Most Popular White Papers
Encomium of Helen: Derek Walcott's ethical twist in Omeros
Twentieth Century Literature, Spring, 2007 by Victor Figueroa
This shift marks what I call an ethical twist to the traditional politics of identity in (post)colonial struggles for emancipation (of course, I mean a shift in emphasis, not an abandonment of one set of questions for the other). My understanding of ethics here is essentially Levinasian: the primacy of respect for alterity, the acknowledgment of the other's irreducible difference, what Edouard Glissant terms the other's "opacite" (203). (6) While for Levinas the other remains rather abstract, in the Argentinean philosopher Enrique Dussel's work the Levinasian other becomes identified with the concrete subaltern colonized masses that have been the exploited nuts and bolts in the imperial construction of a European modernity that also writes them out of existence. (7) It is those questions regarding the way alterity relates to power, as opposed to questions regarding true identity, that come to fore in Omeros.

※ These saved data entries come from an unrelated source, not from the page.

PR #1670, opened 2023-06-10
Allow passing a list in the manifest.toml for the apt resource packages

Salamandar:
## The problem

We use Toml and Python. Let's use the types they provide.

## Solution

Use a list instead of a string. You can split it into lines, add comments etc.

The code is expected to retain compatibility with current manifests with strings.

## PR Status

Untested

## How to test

...


alexAubin (commented):
(sounds legit, will try to test/merge in a few days once we're past the recent security release)

PR #1674, opened 2023-06-12
Add logrotate resource

Salamandar:
Actually it should not be merged : i think this should be called *after* the install script… not before. But still, here's the idea.

### DIFF
--- a/src/utils/resources.py
+++ b/src/utils/resources.py
@@ -22,7 +22,7 @@ import shutil
 import random
 import tempfile
 import subprocess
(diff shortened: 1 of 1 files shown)


Salamandar:
Yeah I just wanted to try to see if it was possible. I'm OK if it doesn't get merged… but it's done if you want it :D

> i.e. for the nginx conf you want to install it "in the middle" of the current install script, which has many implication on the app design ...

Why in the middle ? I would say at the very end.

Salamandar:
👍

PR #1675, opened 2023-06-13
Magically keeping all custom-config panel settings during the conf upgrade via ynh_add_config without having to define all of them as yunohost settings

Tagadda:
## The problem

- YunoHost/issues#1973

## Solution

In `ynh_add_config`:
- Backup config_panel values with `yunohost app config get $app --export`
- *usual ynh_add_config stuff...*
- Restore the config_panel values with `yunohost app config set $app -f $file`
- Recompute and store the file hash

## PR Status

Yolocommited, working with a single .env file
Need to be tested with a config_panel with multiples files

## How to test

```
sudo yunohost app install https://github.com/Tagadda/helloworld_ynh/tree/enh/ynh_add_config/keep_config_panel_settings_during_upgrade
sudo yunohost config set helloworld max_poll_option_chars -v 666
sudo yunohost app upgrade helloworld -u https://github.com/Tagadda/helloworld_ynh/tree/enh/ynh_add_config/keep_config_panel_settings_during_upgrade
sudo yunohost config get helloworld max_poll_option_chars
```

### DIFF
--- a/helpers/utils
+++ b/helpers/utils
@@ -496,6 +496,11 @@ ynh_add_config() {
         ynh_die --message="The provided template $template doesn't exist"
     fi
 
+    # Backup variables handled by the config panel
+    local configpanel_backup_path
+    configpanel_backup_path="$(mktemp)"
+    yunohost app config get $app --export > "$configpanel_backup_path"
+
     ynh_backup_if_checksum_is_different --file="$destination"
 
     # Make sure to set the permissions before we copy the file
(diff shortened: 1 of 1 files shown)


zamentur:
This draft is fine, but I wonder if we should consider what happens if there are more complex custom setter. 

Technically, there could also be several configuration files, so each call would reload the settings, which could be a bit cumbersome.

We might need an option to deactivate this behaviour ?

zamentur:
Paswrod question type could also be a problem if the getter return nothing, the export won't export the password value i think.

zamentur:
I was just thinking about an issue: what if the config panel is broken ? We probably become unable to upgrade the app no ?

zamentur:
https://github.com/YunoHost/issues/issues/1973

PR #1679, opened 2023-06-20
Simplify handling of ssh_password_authentication 

npalix:
The current template use if/else/endif which introduce spurious empty lines. As the setting value is "yes" or "no", as expected by the configuration file, the value is directly use.

All uses of passwordauthentication are addressed. This adds the one used for the sftp group.

Finally, the global configuration sets the yes and no values to "yes" and "no" respectively.

## The problem

sftp group doesn't use the ssh password setting.
Imperative style introduce useless complexity with it's control-flow.

## Solution

- Propagate the setting
- Use config_global default values

## PR Status

...

## How to test

...

### DIFF
--- a/conf/ssh/sshd_config
+++ b/conf/ssh/sshd_config
@@ -57,11 +57,7 @@ UsePAM yes
 
 # PLEASE: if you wish to force everybody to authenticate using ssh keys, run this command:
 # yunohost settings set security.ssh.ssh_password_authentication -v no
-{% if password_authentication == "False" %}
-PasswordAuthentication no
-{% else %}
-#PasswordAuthentication yes
-{% endif %}
+PasswordAuthentication {{ password_authentication }}
 
 # Post-login stuff
 Banner /etc/issue.net
@@ -103,7 +99,7 @@ Match Group sftp.app,!ssh.app
     AllowStreamLocalForwarding no
     PermitTunnel no
     PermitUserRC no
-    PasswordAuthentication yes
+    PasswordAuthentication {{ password_authentication }}
 
 # root login is allowed on local networks
 # It's meant to be a backup solution in case LDAP is down and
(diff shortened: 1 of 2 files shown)


conf/ssh/sshd_config
```diff
@@ -103,7 +99,7 @@ Match Group sftp.app,!ssh.app
     AllowStreamLocalForwarding no
     PermitTunnel no
     PermitUserRC no
-    PasswordAuthentication yes
+    PasswordAuthentication {{ password_authentication }}
```
alexAubin, line 102: Dunno what to think about this, the point of it being `yes` is for the use-case of, for example, `my_webapp`, which you may want to access via SFTP and only a password is provided ... (+ dunno how convenient/easy it is to configure Filezilla to use an SSH key rather than a password ...)

alexAubin: Right, but if "consistency" equals "nobody understands how to use some features, such as connecting to my_webapp using SFTP because it's not properly documented or is overly complex" then it's still an issue

It's not just about configuring FileZilla, it's also about adding the SSH key to the `my_webapp` user, which is not a trivial operation for not-so-tech-savvy users

npalix: Then, this people will stick with password authentication anyway, or learn how to do with an SSH key if they really want. Most of cloud providers allow key authentication. It's even sometimes the only authentication method
to avoid having (encrypted/hashed) password on the cloud side.

npalix: Another alternative will be to have something similar to webadmin_allowlist for SSH to defined trusted IPs with PermitRootLogin and PasswordAuthentication. This will solved the point of #1551.

alexAubin:
Closing because honestly "meh" ... If we really want to improve SSH security, the first thing to work on would be to integrate the SSH key management in the webadmin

Of course, this shift does complicate the poet's understanding of identity. As the poem progresses, the reader begins to realize that, with the questioning of the rhetoric of identity, the poem's narrator may discover himself as having more in common with the oppressors than with the oppressed. His role in the questioning of authoritarianism becomes increasingly unclear, and more often than not he realizes that, in spite of his critique of current power structures, he is securely on the side of authority. The poet finds himself writing lovingly about "his people," yes, but he also understands that he is "loving them from hotels" (228). (8) Caught between worlds, the Caribbean poet is forced to revaluate his alignment with subaltern populations that he often takes for granted. In Omeros the pretension that comes most powerfully under scrutiny is the claim that the poet can "speak for the subaltern," to echo Spivak's famous formulation, a claim that we can recognize in such foundational figures of committed poetry as Aime Cesaire and Pablo Neruda, and that often serves as the moral ground and justification for artistic/literary production in (post)colonial societies.

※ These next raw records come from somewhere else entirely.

PR #1683, opened 2023-07-03
Allow installation from gitea

orhtej2:
[Gitea](https://about.gitea.com/) has branch URL in form `https://domain.tld/gitea/path/<owner>/<repo>_ynh/src/branch/<branch_name>`.

## The problem
It's impossible to install branch from non-default branch if repo is hosted in Gitea.
...

## Solution
Adjust `APP_REPO_URL` to allow Gitea-specific syntax.
...

## PR Status
Ready I guess :)

...

## How to test
Try installing apps from repo mirrored to Gitea. Should work with default branch, arbitrary branch, tag and commit hash.
...

### DIFF
--- a/src/app.py
+++ b/src/app.py
@@ -84,7 +84,7 @@ re_app_instance_name = re.compile(
 )
 
 APP_REPO_URL = re.compile(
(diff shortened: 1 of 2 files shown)


alexAubin:
Sounds legit, cheers ! (and thanks for adding tests o/)

orhtej2:
Ooops, it's half-baked as it lacks changes [here](https://github.com/YunoHost/yunohost/blob/42d74bfa3d31983eac19e38c268f685f0c882916/src/app.py#L2478) and proper support for tags/commits (?) [here](                if "ref: refs/heads/" in line:). 

Will set up proper dev env and fix.

PR #1697, opened 2023-08-11
feature: new global setting options to enable TLS passthrough and reverse proxy to external domains

alexAubin:
## The problem

For various scenarios, it would be nice to be able to have SNI-based forwarding of HTTPS traffic (ie without decrypting the traffic) to another machine. For example:
- hosting several Yunohost behind a single IP (or a single YunoHot + other stuff like NAS / whatever, behind a single IP)
- more advanced case such as having a VPN on a YunoHost server on whatever provider, but which serves a purpose of "exposing" a Yunohost server which otherwise cannot be exposed because behind too many layers of networks etc

## Solution

Introduce a new setting to "enable SNI based forwarding" + configure a mapping of domain:IPv4

The whole thing tweaks nginx's configuration and use nginx's ssl_preread stuff : https://nginx.org/en/docs/stream/ngx_stream_ssl_preread_module.html

2023-08-11-230653_1366x768_scrot

## PR Status

Somewhat tested but should be propreply re-tested

Also we should : 
- check that the SNI-forwarded domains are not YunoHost domains
- technical tweak to add in nginx regenconf to forget about old .forward80.conf (cf FIXME in code)
- ??? think about other funky cases idk

## How to test

...


conf/nginx/sni_forward_server.conf
```diff
@@ -0,0 +1,38 @@
...
+        proxy_pass http://{{ sni_forward_ip }};
+
+        proxy_set_header Host $host;
+        proxy_set_header X-Original-URL $scheme://$http_host$request_uri;
+        proxy_set_header X-Forwarded-Proto $scheme;
+        proxy_set_header X-Forwarded-Host $http_host;
+        proxy_set_header X-Forwarded-Uri $request_uri;
+        proxy_set_header X-Forwarded-Ssl on;
+        proxy_set_header X-Forwarded-For $remote_addr;
+        proxy_set_header X-Real-IP $remote_addr;
```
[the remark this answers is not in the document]
zamentur: Could be important to know it, cause fail2ban could ban the reverse proxy server...

share/config_global.toml
```diff
@@ -169,3 +169,18 @@ name = "Other"
...
+    name = "SNI-based forwarding"
+
+        [misc.sni_forward.sni_forward_enabled]
+        type = "boolean"
+        default = false
+
+        [misc.sni_forward.sni_forward_list]
+        type = "tags"
+        # Regex is just <domain regex>:<ip regex>
+        pattern.regexp = '^([^\W_A-Z]+([-]*[^\W_A-Z]+)*\.)+((xn--)?[^\W_]{2,}):((25[0-5]|(2[0-4]|1\d|[1-9]|)\d)\.?\b){4}$'
```
zamentur, line 183: What the problem to accept IPv6 too ?

conf/nginx/sni_forward.conf
```diff
@@ -0,0 +1,27 @@
+{% set domain_ip_map = sni_forward_list.split(',') %}
+stream {
+
+    map $ssl_preread_server_name $name {
+        {% for domain_ip in domain_ip_map %}
+        {{ domain_ip.split(":")[0] }} {{ domain_ip.split(":")[0].replace('.', '') }};
```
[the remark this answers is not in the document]
zamentur: So a way to reduce the risk is to replace by `_` instead of nothing.

However it's not enough
```
domain_eu.org -> domain_eu_org 
domain.eu.org -> domain_eu_org
```

share/config_global.toml
```diff
@@ -169,3 +169,18 @@ name = "Other"
...
+        pattern.error = "You should specify a list of items formatted as DOMAIN:IPv4, such as yolo.test:12.34.56.78"
```
zamentur, line 184: Seems utf8 domains are not supported here (they are supported a bit in the domain part).

zamentur (commented):
As Aleks ping me on the chat, i find some times to make a review.

Feel free to decide to ignore some of my comments...

conf/nginx/server.tpl.conf
```diff
@@ -39,8 +39,12 @@ server {
 }
 
 server {
+    {% if sni_forward_enabled != "True" %}
     listen 443 ssl http2;
     listen [::]:443 ssl http2;
+    {% else %}
+    listen 127.0.0.1:443 ssl http2;
```
zamentur, line 46: Use another port than 443 to avoid conflict with 0.0.0.0:443 ?

zamentur: Or maybe use a socket ?

share/config_global.toml
alexAubin: These are the same regex as our actionsmap.yml

zamentur: indeed ! So i close

share/config_global.toml
zamentur: We also could imagine someone who rent IPv6 VPS (some provider do it for free) and wants to assemble all the thing on a VPS with IPV4

conf/nginx/sni_forward.conf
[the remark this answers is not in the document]
Tagadda: I think you can't register a domain with a `_`.
Usually `_` are used in "special" subdomains (SRV records...)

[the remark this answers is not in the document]
alexAubin:
```suggestion
        {{ domain_ip.split(":")[0] }} {{ domain_ip.split(":")[0].replace('.', '_') }};
```

conf/nginx/sni_forward.conf
```diff
@@ -0,0 +1,27 @@
...
+        {% endfor %}
+        default https_default_backend;
+    }
+    
+    {% for domain_ip in domain_ip_map %}
+    upstream {{ domain_ip.split(":")[0].replace('.', '') }} {
```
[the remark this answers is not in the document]
alexAubin: Marking as resolved because this is clearly an advanced use case and let's focus and having something that works in the nominal case first

share/config_global.toml
alexAubin: Marking as resolved because this is an advanced use case and let's focus on nominal / classic use case first

conf/nginx/server.tpl.conf
alexAubin: (moved to port 444, flagging as resolved)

The narrator's dilemma in Omeros is that while as a Caribbean poet he does share at least some cultural background with the subaltern (the identity link), he finds himself differently positioned in the spectrum of power. He is both identified with the subaltern and forced to acknowledge the subaltern's alterity. (9) In fact, the poet is caught between the duty to question power and the subaltern's questioning of the poet's power. Before the metropolis, the poet must speak; before the subaltern, he should remain silent and listen, unless he wants to repeat a silencing gesture that is in fact intimately tied to colonial authoritarianism.
Nowhere is the ethical quandary of Omeros more clearly seen than in the poem's treatment of Helen, one of its main characters, whom both Plunkett and the narrator transform into an emblem of St. Lucia. Indeed, the reader is informed that because of its beauty and because many empires fought wars over it, historians have referred to St. Lucia as the Helen of the Caribbean. For both Plunkett and the narrator it becomes increasingly difficult to distinguish among the ancient Helen of Troy, the island, and the actual St. Lucian woman who is Achille's lover and Plunkett's maid. Both of them decide to honor her: Plunkett by writing the history of the island and the narrator by writing the poem that we hold in our hands. But Helen remains too distant and proud throughout the whole poem for Plunkett ever to feel entirely comfortable with his own version of her. The major perpetually lusts after her, and his history buries Helen beneath layers of mythical parallels that allow for her vicarious possession. Like Plunkett, the narrator is endlessly fascinated by Helen's beauty and repeatedly paralyzed by her disdainful attitude. Both characters consistently try to counteract her alterity by clothing it with poetic imagery.